*Try it*: Having found the line that holds "- Set a minimum", give that line and all lines after it again, word for word, through the end of the data below.

***** Data provided

PR #118, opened 2015-02-06
Issue CH-1927 by Zarabadoo: Remove gap below variations.

Zarabadoo:
- Set a minimum height of all top level menu items in the horizontal navbar.


eshtadc:
This has been merged into RC.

**********

*Solved exercise*:
- Set a minimum height of all top level menu items in the horizontal navbar.


eshtadc:
This has been merged into RC.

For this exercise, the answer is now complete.